### Data excerpts ###

PR #618, opened 2016-10-18
fix lint warnings

jim-minter:


pkg/api/validation/validation.go
```diff
@@ -8,8 +8,8 @@ import (
 )
 
 // ValidateConfig returns a list of error from validation.
-func ValidateConfig(config *api.Config) []ValidationError {
-	allErrs := []ValidationError{}
+func ValidateConfig(config *api.Config) []Error {
+	allErrs := []Error{}
```
bparees: I particularly hate the lint "stutter" warning, i feel like this name change actually makes the code harder to read (now we have Error and error).

is there a way to explicitly disable stutter checking in lint?

bparees:
annoyance at stutter warnings aside, lgtm.
[merge]

PR #619, opened 2016-10-19
Replace wrong failure reason for assemble failed

PI-Victor:
i've confused !isMissing with isMissing, so the failure reason for this should just be a generic one.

###

Search the records for the word "opened" and copy every line where it occurs.

PR #618, opened 2016-10-18
PR #619, opened 2016-10-19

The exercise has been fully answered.